Given records:

PR #8596, opened 2024-01-12
feat(inline-editable): add component tokens

jcfranco:
**Related Issue:** #7180 

## Summary

* `--calcite-inline-editable-background-color`
* `--calcite-inline-editable-size`

**Note**: this removes disabled styling for the editing button wrapper as it was not being applied (no border style set).

### DIFF
--- a/packages/calcite-components/src/components/inline-editable/inline-editable.scss
+++ b/packages/calcite-components/src/components/inline-editable/inline-editable.scss
@@ -4,7 +4,6 @@
  * These properties can be overridden using the component's tag as selector.
  *
  * @prop --calcite-inline-editable-background-color: Specifies the background color of the component.
- * @prop --calcite-inline-editable-size: Specifies the size of the component.
  */
 :host {
   --calcite-inline-editable-background-color: var(--calcite-ui-foreground-1);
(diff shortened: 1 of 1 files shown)


packages/calcite-components/src/components/inline-editable/inline-editable.scss
```diff
@@ -1,36 +1,37 @@
+/**
+ * CSS Custom Properties
+ *
+ * These properties can be overridden using the component's tag as selector.
+ *
+ * @prop --calcite-inline-editable-background-color: Specifies the background color of the component.
+ * @prop --calcite-inline-editable-size: Specifies the size of the component.
```
macandcheese, line 7: Should this be public? I feel like this kind of conflates with `scale`. If it is public, should it be `height` as it is applied to `block-size` ?

jcfranco: Great catch. 🎣 Will fix.

alisonailea (approved):

jcfranco:
Closing in favor of updated PR: https://github.com/Esri/calcite-design-system/pull/8788.

PR #8599, opened 2024-01-13
feat(select): add component tokens

jcfranco:
**Related Issue:** #7180

## Summary

* `--calcite-select-background-color`
* `--calcite-select-background-color-hover`
* `--calcite-select-border-color`
* `--calcite-select-text-color`

and deprecates the following:

* `--calcite-select-font-size`
* `--calcite-select-spacing`

**Note**: `--calcite-select-space-inline` was removed from the doc as it is not defined nor used


packages/calcite-components/src/components/select/select.scss
```diff
@@ -3,104 +3,112 @@
  *
  * These properties can be overridden using the component's tag as selector.
  *
+ * @prop --calcite-select-background-color: The background color of the component.
+ * @prop --calcite-select-border-color: The border color of the component.
  * @prop --calcite-select-font-size: The font size of `calcite-option`s in the component.
```
macandcheese, line 8: I think we should keep the font-size and the space-inline internal. Also, adding a corner-radius that defaults to `sharp` and a box-shadow that defaults to `none` would help customization stories. Sorry, realize this is still in draft but I'll be OOO for a bit after today.

packages/calcite-components/src/components/select/select.scss
```diff
@@ -3,104 +3,112 @@
...
- * @prop --calcite-select-spacing: The padding around the selected option text.
+ * @prop --calcite-select-space-inline: The padding around the selected option text.
```
alisonailea, line 9: this can be an internal var

packages/calcite-components/src/components/select/select.scss
```diff
@@ -3,104 +3,112 @@
...
+ * @prop --calcite-select-text-color: The text color of the component.
  */
 
 :host {
+  --calcite-select-background-color: var(--calcite-color-foreground-1);
+  --calcite-select-border-color: var(--calcite-color-border-input);
+  --calcite-select-text-color: var(--calcite-color-text-2);
+
+  --calcite-internal-select-icon-space-inline: var(--calcite-color-foreground-1);
+  --calcite-internal-select-border-color: var(--calcite-select-border-color);
```
alisonailea, line 19: why is there an internal var and component token of the same name here?

alisonailea (changes requested):
Looks pretty good. I think the tokens can be simplified and `font-size` and `space` made internal

packages/calcite-components/src/components/select/select.scss
jcfranco: My bad, I shouldn't have added the internal one. Will update.

packages/calcite-components/src/components/select/select.scss
jcfranco: `--calcite-select-font-size` and `--calcite-select-spacing` were added prior to the component token effort. I'll need to deprecate.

What you need to do: Find the word "around" in the data and show each line that holds it.

Expected answer:
- * @prop --calcite-select-spacing: The padding around the selected option text.
+ * @prop --calcite-select-space-inline: The padding around the selected option text.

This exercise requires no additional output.